Copiamos de elcallejondeladoncella.blogspot.com.es

http://elcallejondeladoncella.blogspot.com.es/> a seguinte síntese sobre a trajetória de sofrimentos e luta nos cárceres de Noelia Cotelo Riveiro, que pode servir para pôr em seu contexto as notícias, até agora demasiado escassas, sobre sua greve de fome e os motivos e perspectivas da mesma.
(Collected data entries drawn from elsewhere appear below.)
PR #2310, opened 2021-01-11
docs: add bns contract references

### LINKED ISSUE #2309: Add BNS contract reference generation
Just like for `pox.clar`, we should generate `bns.clar` references

agraebe:
fixes #2309


src/vm/docs/contracts.rs
```diff
@@ -85,20 +85,68 @@ is expired, or if there's never been such a stacker, then returns none."),
...
-            descriptions: HashMap::from_iter(pox_descriptions.into_iter()),
-            skip_func_display: HashSet::from_iter(pox_skip_display.into_iter()),
-        },
-    )])
+    let bns_skip_display = vec![
+        "namespace-update-function-price",
+        "namespace-revoke-function-price-edition",
+        "check-name-ops-preconditions",
+        "is-name-in-grace-period",
+        "can-receive-name",
```
friedger, line 131: This function should be documented because it helps  to determine whether the current user has (already) registered a name

friedger (commented):
Can receive name should be documented

agraebe:
> Can receive name should be documented

sure, can do easily. I excluded it because `can-name-be-registered` uses that method. this seems like it should always be used for the check. @lgalabru in what case would the "can receive name" method be used individually? should we add or not?

friedger:
I have proposed to add get-name, then we don't need can-receive-name.

I want to use the username as the controlling property in my contract, not a prinicpal

agraebe:
Got it, I'll simply add it

src/vm/docs/contracts.rs
agraebe: added now

kantai (approved):

agraebe:
added an item for #2323 - this is simply not used until the method is available. it doesn't break but also doesn't export any new methods in the reference (so should be ok to merge before the referenced PR)

agraebe:
@lgalabru @kantai would be great if we could merge this in 🙏🏼

agraebe:
following up, this includes both `get-name` and `can-receive-name`. The tests fail, another method needs to be added (`resolve-principal`). I'll do that and ask for another review in a bit

agraebe:
@kantai this is now updated and ready for review

kantai (approved):

src/vm/docs/contracts.rs
```diff
@@ -85,20 +85,70 @@ is expired, or if there's never been such a stacker, then returns none."),
         ("get-pox-info", "Returns information about PoX status.")
     ];
 
+    let bns_descriptions = vec![
+        ("namespace-preorder", "Registers the salted hash of the namespace with BNS nodes, and burns the requisite amount of cryptocurrency. Additionally, this step proves to the BNS nodes that user has honored the BNS consensus rules by including a recent consensus hash in the transaction. Returns pre-order's expiration date (in blocks)."),
+        ("namespace-reveal", "Reveals the salt and the namespace ID (pafter a namespace preorder). It reveals how long names last in this namespace before they expire or must be renewed, and it sets a price function for the namespace that determines how cheap or expensive names its will be."),
```
friedger, line 90: ~~pafter~~ after

src/vm/docs/contracts.rs
```diff
@@ -85,20 +85,70 @@ is expired, or if there's never been such a stacker, then returns none."),
...
+        ("name-import", "Import name to a revealed namespace. Each imported name is given both an owner and some off-chain state."),
```
friedger, line 91: ~~Import~~ Imports

src/vm/docs/contracts.rs
```diff
@@ -85,20 +85,70 @@ is expired, or if there's never been such a stacker, then returns none."),
...
+        ("namespace-ready", "Launches the namespace and makes it available to the public. Once a namespace is launched, anyone can register a name in it if they pay the appropriate amount of cryptocurrency."),
+        ("name-preorder", "Preorders a name by telling all BNS nodes the salted hash of the BNS name. It pays the registration fee to the namespace owner's designated address."),
+        ("name-register", "Reveals the salt and the name to all BNS nodes, and assigns the name an initial public key hash and zone file hash."),
+        ("name-update", "Changes the name's zone file hash. You would send one of these transactions if you wanted to change the name's zone file contents. For example, you would do this if you want to deploy your own Gaia hub and want other people to read from it."),
```
friedger, line 95: One of these? Which ones?

src/vm/docs/contracts.rs
```diff
@@ -85,20 +85,70 @@ is expired, or if there's never been such a stacker, then returns none."),
...
+        ("name-transfer", "Changes the name's public key hash. You would send one of these transactions if you wanted to:
+* Change your private key
+* Send the name to someone else
```
friedger, line 98: or update your zone file.

src/vm/docs/contracts.rs
```diff
@@ -85,20 +85,70 @@ is expired, or if there's never been such a stacker, then returns none."),
...
+
+When transferring a name, you have the option to also clear the name's zone file hash (i.e. set it to null). This is useful for when you send the name to someone else, so the recipient's name does not resolve to your zone file."),
+        ("name-revoke", "Makes a name unresolvable. The BNS consensus rules stipulate that once a name is revoked, no one can change its public key hash or its zone file hash.  The name's zone file hash is set to null to prevent it from resolving. You should only do this if your private key is compromised, or if you want to render your name unusable for whatever reason."),
```
friedger, line 101: Why revoking if the private key is compromised you want to transfer your name? Not clear to me.

src/vm/docs/contracts.rs
```diff
@@ -85,20 +85,70 @@ is expired, or if there's never been such a stacker, then returns none."),
...
+        ("name-renewal", "Depending in the namespace rules, a name can expire. For example, names in the .id namespace expire after 2 years. You need to send a name reveal every so often to keep your name.
```
friedger, line 102: ~~name reveal~~ name renewal

src/vm/docs/contracts.rs
```diff
@@ -85,20 +85,70 @@ is expired, or if there's never been such a stacker, then returns none."),
...
+
+You will pay the registration cost of your name to the namespace's designated burn address when you renew it.
```
friedger, line 104: It could be a normal address, couldn't it?

src/vm/docs/contracts.rs
```diff
@@ -85,20 +85,70 @@ is expired, or if there's never been such a stacker, then returns none."),
...
+When a name expires, it enters a month-long \"grace period\" (5000 blocks).
```
friedger, line 105: depending on the namespace config, this can be shorter or longer I think

src/vm/docs/contracts.rs
```diff
@@ -85,20 +85,70 @@ is expired, or if there's never been such a stacker, then returns none."),
...
+        ("name-revoke", "Makes a name unresolvable. The BNS consensus rules stipulate that once a name is revoked, no one can change its public key hash or its zone file hash.  The name's zone file hash is set to null to prevent it from resolving. You should only do this if your private key is compromised, or if you want to render your name unusable for whatever reason."),
+        ("name-renewal", "Depending in the namespace rules, a name can expire. For example, names in the .id namespace expire after 2 years. You need to send a name reveal every so often to keep your name.
+
+You will pay the registration cost of your name to the namespace's designated burn address when you renew it.
+When a name expires, it enters a month-long \"grace period\" (5000 blocks). 
+
+It will stop resolving in the grace period, and all of the above operations will cease to be honored by the BNS consensus rules.
+You may, however, send a NAME_RENEWAL during this grace period to preserve your name.
```
friedger, line 108: After the grace period, everybody can register that name again.

src/vm/docs/contracts.rs
```diff
@@ -85,20 +85,70 @@ is expired, or if there's never been such a stacker, then returns none."),
...
+If your name is in a namespace where names do not expire, then you never need to use this transaction."),
+        ("get-namespace-price", "Get the price for a namespace."),
```
friedger, line 110: ~~Get~~ Gets

src/vm/docs/contracts.rs
```diff
@@ -85,20 +85,70 @@ is expired, or if there's never been such a stacker, then returns none."),
...
+        ("get-name-price", "Get the price for a name."),
+        ("can-namespace-be-registered", "Returns true if the provided namespace is available."),
+        ("is-name-lease-expired", "Return true if the provided name lease is expired."),
+        ("can-name-be-registered", "Returns true if the provided name can be registered."),
```
friedger, line 114: What are the conditions? Otherwise the comment is not very helpful.

src/vm/docs/contracts.rs
```diff
@@ -85,20 +85,70 @@ is expired, or if there's never been such a stacker, then returns none."),
...
+        ("name-resolve", "Get name registration details."),
+        ("get-namespace-properties", "Get namespace properties."),
+        ("can-receive-name", "Returns true if the provided name can be received. That is, if it is not curretly owned, a previous lease is expired, and the name wasn't revoked."),
+        ("get-name", "Returns a response with the username that belongs to the user if any, otherwise an error ERROR_NOT_FOUND is returned."),
+        ("resolve-principal", "Returns the name for a principal, if there is one.")
```
friedger, line 119: Returns the registered name that a principal owns if there is one. A principal can only own one name at a time.

friedger (changes requested):
I added some comments. Not all is clear to me and I have to check the contract again..

src/vm/docs/contracts.rs
agraebe: `name-update` txs. updating

src/vm/docs/contracts.rs
agraebe: I copied this from the contract - not sure I have the right answer. @kantai might be able to help

src/vm/docs/contracts.rs
agraebe: added that it is configurable!

src/vm/docs/contracts.rs
agraebe: @kantai to confirm

src/vm/docs/contracts.rs
agraebe: which command explicitly? If you know the conditions, please let me know. I'm not an expert on the contract - I really just want to help with _some_ documentation

src/vm/docs/contracts.rs
agraebe: 👍🏼

agraebe:
> I added some comments. Not all is clear to me and I have to check the contract again..

Thanks @friedger!
 
IMHO, we don't need the _perfect_ documentation to begin with. something to start with would be great. do you need to check the contract for this to go live? could you prioritize this. every automated docs update PR from this repo is creating an issue and can't be merged until we have this PR in master

friedger:
Lgtm

friedger (approved):
Good for now, should be reviewed again.

agraebe:
I need @lgalabru or @jcnelson to approve as well I notice :)

agraebe:
ping - would love to get this done and merge into the docs. thanks!

kantai:
Pinging for a review from @jcnelson or @diwakergupta -- this PR's changes are already reflected in the docs repo, and without this, our documentation in this repo and the docs repo are out-of-sync, causing every push on `master` in this repo to open a new docs PR to re-sync.

diwakergupta (approved):
Ship it!

src/vm/docs/contracts.rs
jcnelson: @friedger It's just one example.  The attacker could just as easily transfer your name away from you before you can revoke it.  Revoking a name is more like burning a name -- you provably destroy a name in order to make some other thing happen (e.g. imagine a future version of BNS, where you can migrate your name to the new system by burning it on the old system, which in turn grants you the right to instantiate it on the new system).

PR #2312, opened 2021-01-11
feat: adjust export block height to 665750

zone117x:


diwakergupta:
Aaron's branch had a few more changes: https://github.com/blockstack/stacks-blockchain/commit/0948d65ed0e6143f000fc6100242f01086f531ea do we need to include them?

kantai:
Yep, @diwakergupta, I think that the changes in https://github.com/blockstack/stacks-blockchain/commit/0948d65ed0e6143f000fc6100242f01086f531ea should be applied -- they make sure that the database doesn't _try_ to set the export flag until the later block (it also outputs the export data at that point).

zone117x:
Closing in favor of https://github.com/blockstack/stacks-blockchain/pull/2314

PR #2316, opened 2021-01-11
feat: set impossible lock_transfer_block_id

zone117x:
@yknl 
> For the wallet issue that I mentioned during stand up, one way we can disable outgoing transactions from the wallet when we enter the freeze is to return a `lock_transfer_block_id` greater than the current block from the account status API endpoint on core:
https://core.blockstack.org/v1/accounts/1JSwmo6g8zgpKPMVRcrJBeH2oqJE8N9rax/STACKS/status
> 
> example return with `lock_transfer_block_id` set to 9999999:
   ```
address: "1JSwmo6g8zgpKPMVRcrJBeH2oqJE8N9rax"
block_id: 663762
credit_value: "1591022"
debit_value: "1270011"
lock_transfer_block_id: 9999999
txid: "e1d2702b865e180133690dd3dc022085168bf680f943853c53968572ed0a8d6c"
type: "STACKS"
vtxindex: 2263
   ```

### DIFF
--- a/blockstack/blockstackd.py
+++ b/blockstack/blockstackd.py
@@ -1433,10 +1433,6 @@ class BlockstackdRPC(BoundedThreadingMixIn, SimpleXMLRPCServer):
             'vtxindex': account_state['vtxindex'],
             'txid': account_state['txid'],
         }
-        # if block height is after the migration export threshold, return a lock height that will force the wallet to error when sending a tx
-        if result['block_id'] >= virtualchain_hooks.IMPORT_HEIGHT:
-            print log.warning('[v2-upgrade] Forcing lock_transfer_block_id to 9999999 to prevent wallet txs')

Visibilizemos e denunciemos publicamente com todos os meios a nosso alcance a situação da companheira Noelia Cotelo Riveiro e das demais mulheres presas deste e de todos os estados. A dupla violência, sistêmica e estrutural, que sofrem as mulheres no cárcere é o método de correção ànorma do sistema heteropatriarcal sobre o qual se sustenta o sistema capitalista ao que serve de elemento coercitivo. No cárcere as mulheres não somente são julgadas por vulnerar uma lei penal senão por desviar-se de uma norma moral. Sabemos que em todas as partes do mundo, ante qualquer circunstância, sempre, as mulheres serão as primeiras a morrer.  Noelia Cotelo Riveiro está em privação de liberdade, sob estrito regime de isolamento há mais de 6 anos. Entrou para cumprir dois anos e quatro meses, mas a atitude pouco submissa ante seus torturadores e a valente denúncia dos abusos e violações que sofreu em diversas prisões do Estado Espanhol,entre elas a de Brieva e Picassent, fizeram com que aumentasse seu encarceramento, somando-se quatro novas condenações. Seus advogadxs em numerosas ocasiões denunciaram publicamente que Noelia viveu presa em condições que violam o regime penitenciário e a lei orgânica penitenciária geral.

Noelia foi submetida a restrições de comunicações, de horas de pátio, de entrada de pacotes de roupa de abrigo, duchas de água fria, lhe proibiram o acesso a cursos educativos, atividades terapêuticas, desportivas e lúdicas. Tem vivido só e isolada durante meses em uma galeria, saindo só duas vezes ao dia ao pátio durante 30 minutos (*o regime penitenciário de isolamento estabelece as horas de pátio ao mínimo 3 diárias, e em seu máximo nível de sanção, a 2 sem que esta situação se possa alongar por mais de 14 dias), atribuindo-lhe celas onde o frio se faz insuportável.

Negaram-lhe a assistência médica apesar de padecer, por suas condições carcerárias, graves infecções tanto de boca como de ouvidos. Ao invés de ter acesso à saúde, lhe administraram medicação de todo tipo sem consulta nem prescrição médica. Entre esta medicação, às vezes doses altíssimas de metadona que lhe provocaram overdose. Noelia se submeteu a várias greves de fome para denunciar as torturas e vexações a que estava sendo submetida,uma delas quase lhe custa a vida, ao estar a ponto de entrar em um coma hipoglicêmico.

Uma vez um carcereiro do C.P. de Brieva quebrou seu punho. Com o punho quebrado, medicada com psicofármacos e algemada à cama, na madrugada de 24 de outubro de 2013, outro carcereiro chamado Jesús, que havia participado na agressão anterior, tentou abusar sexualmente dela. Noelia denunciou estes fatos, mas este carcereiro, ao ver-se surpreendido pela agitação ocasionada entre as demais internas, fez uma contra-denúncia na qual assegurava que foi ela quem tentou agredi-lo. A denúncia desta violação só conseguiu que se agravasse sua situação dentro do cárcere, submetendo-a a um isolamento mais estrito e dividindo entre as demais internas suas mantas e roupa de frio.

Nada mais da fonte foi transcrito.